The top 10 ingredients are filled with condiments and diary mainly. The only vegetables here is garlic since it is used in almost all sauces, gravies etc. There is flour too and the presence of this along with eggs and butter suggest substantial baking recipes among the scraped dataset. 

Funnily enough, water is the top 5th ingredient, even though it is used in almost all recipes. This is because some of the recipes don't consider water as an ingredient.

We see that the 10th ingredient is 'package' and it was not properly removed during the cleaning step. 

### Further Improvements:

Task 1 was completed entirely using regex. It is simple and direct. However, if the website's front-end structure changes then I will need to adjust the code accordingly. 
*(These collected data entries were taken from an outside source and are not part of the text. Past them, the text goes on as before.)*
PR #2641, opened 2022-04-15
AHA Provisioning, Graceful mirror promotion, Automatic mirror bootstrapping, and assoc tools/docs

invisig0th:


synapse/lib/cell.py
```diff
@@ -2360,8 +2422,16 @@ async def initFromArgv(cls, argv, outp=None):
         conf.setConfFromOpts(opts)
         conf.setConfFromEnvs()
 
+        # resolve cell.yaml configs so we have a complete config
+        yamlpath = s_common.genpath(opts.dirn, 'cell.yaml')
+        if os.path.isfile(yamlpath):
+            for k, v in s_common.yamlload(yamlpath).items():
+                conf.setdefault(k, v)
```
vEpiphyte, line 2429: We should call `conf.reqConfValid()` before procAhaSvc. In the event of a bad config, we'd be stopping prior to using the `aha:provision` value.

synapse/lib/cell.py
```diff
@@ -2325,6 +2330,63 @@ def getArgParser(cls, conf=None):
...
+        certdir = s_certdir.CertDir(path=s_common.gendir(opts.dirn, 'certs'))
+
+        confedit = {}
+        async with await s_telepath.openurl(provurl) as prov:
+
+            certdir.saveCaCertByts(await prov.getCaCert())
+
+            provinfo = await prov.getProvInfo()
+
+            name = provinfo.get('name')
```
vEpiphyte, line 2353: could provinfo include aha:leader

synapse/lib/cell.py
```diff
@@ -2325,6 +2330,63 @@ def getArgParser(cls, conf=None):
...
+                registry.append(s_telepath.zipurl(urldict))
+
+            hostname = f'{name}.{netw}'
+            username = f'{name}@{netw}'
+
+            confedit['aha:name'] = hostname
+            confedit['aha:network'] = netw
+            confedit['aha:admin'] = provinfo.get('admin')
+            confedit['aha:registry'] = registry
+            confedit['dmon:listen'] = f'ssl://0.0.0.0:0?hostname={hostname}&ca={netw}'
```
vEpiphyte, line 2374: Do we want to support alternative hostnames here?
It's not unreasonable [but not common] for a service to specify a separate hostname for itself that isn't part of the aha network/

synapse/lib/aha.py
```diff
@@ -107,6 +113,78 @@ async def signUserCsr(self, csrtext, signas=None):
...
+    async def addAhaSvcProv(self, name, provinfo=None):
+        '''
+        Provision the given relative service name within the configured network name.
+        '''
+        return await self.cell.addAhaSvcProv(name, provinfo=provinfo)
+
+    @s_cell.adminapi()
+    async def delAhaSvcProv(self, iden):
+        '''
+        Provision the given relative service name within the configured network name.
```
vEpiphyte, line 126: docstring is incorrect

synapse/lib/aha.py
```diff
@@ -119,6 +197,11 @@ class AhaCell(s_cell.Cell):
             'type': ['string', 'array'],
             'items': {'type': 'string'},
         },
+        'provision:listen': {
+            'description': 'A telepath URL for the AHA provisioning listener.',
+            'type': ['string', 'array'],
```
vEpiphyte, line 202: If an array is passed to dmon.listen() it will throw an exception when parsing the url parameter.

synapse/tests/test_lib_aha.py
```diff
@@ -418,3 +421,61 @@ async def test_lib_aha_bootstrap(self):
 
                     async with await s_telepath.openurl(f'ssl://root@127.0.0.1:{port}?hostname=aha.do.vertex.link') as proxy:
                         await proxy.getCellInfo()
+
+    async def test_lib_aha_provision(self):
+
+        with self.getTestDir() as dirn:
+
+            conf = {
+                'aha:name': 'aha.loop.vertex.link',
```
vEpiphyte, line 430: We should use the `skipIfNoInternet()` helper here to at least grant a optional out for disabling the test for running it offline.

docs/synapse/deploymentguide.rst
```diff
@@ -0,0 +1,186 @@
...
+The steps, configurations, and volume mapping guidance given in this guide apply equally to other container
+orchestration mechanisms such as ``Kubernetes`` but for simplicity's sake, this guide will only cover
+``docker-compose`` based deployments.
+
+* Container Users
+
+In order to run the ``Synapse`` service containers as a non-root user, you will need to add a user
+to the host system.  For this guide, we will use the linux user name ``synuser``. This user name can be replaced
+by whatever user name or numeric ID is appropriate for your deployment. We recommend that you do *not* use the
+linux user ``nobody`` for this purpose.
```
vEpiphyte, line 38: `nobody` is a optional user that isn't guaranteed to be present in any linux hosts. could probably omit that reference.

invisig0th: Added this reference as a result of a specific question by a customer ( and it's a standard user on almost all linux distributions )

synapse/lib/aha.py
invisig0th: Thanks! I was thinking of clients...

synapse/lib/cell.py
invisig0th: The only thing that specifying a hostname for the bind address does is force it to bind only the IP address that the hostname resolves to at the moment it starts up, so we dont need to worry about that.  If they really want to they can edit that in ex-post-facto.

synapse/tests/test_lib_aha.py
invisig0th: I'll just change the `dmon:listen` to 0.0.0.0 and it wont actually require Internet access.

synapse/lib/cell.py
invisig0th: If we wanna go with the convention that any `.` in the provname means you're being provisioned as a member of a cluster, yep!

docs/synapse/deploymentguide.rst
```diff
@@ -0,0 +1,355 @@
...
+
+In order to help you run the Synapse service containers as a non-root user, Synapse service docker containers
+have been preconfigured with a user named ``synuser`` with UID ``999``. You may replace ``999`` in the configs
+below, but keep in mind that doing so will result in the container not having a name for the user. We recommend
+that you do **not** use the Linux user ``nobody`` for this purpose.
+
+Default kernel parameters on most Linux distributions are not optimized for database performance. We recommend
+adding the following lines to ``/etc/sysctl.conf`` on all systems being used to host Synapse services::
+
+    vm.swappiness=10
```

I also coded for this using the Beautiful Soup module. This is similar to the approach that I demonstrated above. Here, instead of writing regex for getting the data, the formatting is fairly simpler. But I enjoy writing regex so I went with that for the demonstration. 

There is another way of going about the scrapping task. If website stores data in API and the website queries the API each time when user visit the website, you can simulate the request and directly query data from the API. It is definitely a preferred approach if you can find the API request. The data you receive will be more structured and stable. This is because compared to the website front end, it is less likely for the company to change its backend API. However, I could not find API for allrecipes.com. 


Task 2, specifically Problem-Specific cleaning was done using a simple approach, which yielded good results. But there is another approach that could be used to get even better results.

Another approach for Task 2: Named Entity Recognition
Named Entity Recognition (NER) can be used to extract ingredient name from the unstructured text. Named Entity Recognition is one of the first tasks of information extraction that seeks to locate and classify named entity mentioned in unstructed text into pre-defined categories such as people, organizations etc.

To create a custom named entity recongition model, we need training data which is annonated in the format specified by spacy documentation. I attempted this approach as well.  I am still in the process of structuring the code for this approach. So, for the purpose of this demonstration, I have not added that approach here. If needed, I can provide the code for the same. 




### Takeaway:
As a Data Science student, I have always believed that Data Science is not just about fancy Machine Learning algorithms. It involves a lot more than fitting just ML models. Understanding the problem, Data gathering, Data Cleaning and Feature Engineering are few of the tasks. In this assignment, I not only understood the problem statement and got the answers, I gathered my own data based on the problem statement, I cleaned the data and then performed calculation and reached the end goal. Even though there is still a scope for improvement (which I am working on), I had a fun time working on this end-to-end project! I am hoping to get to work on more such projects.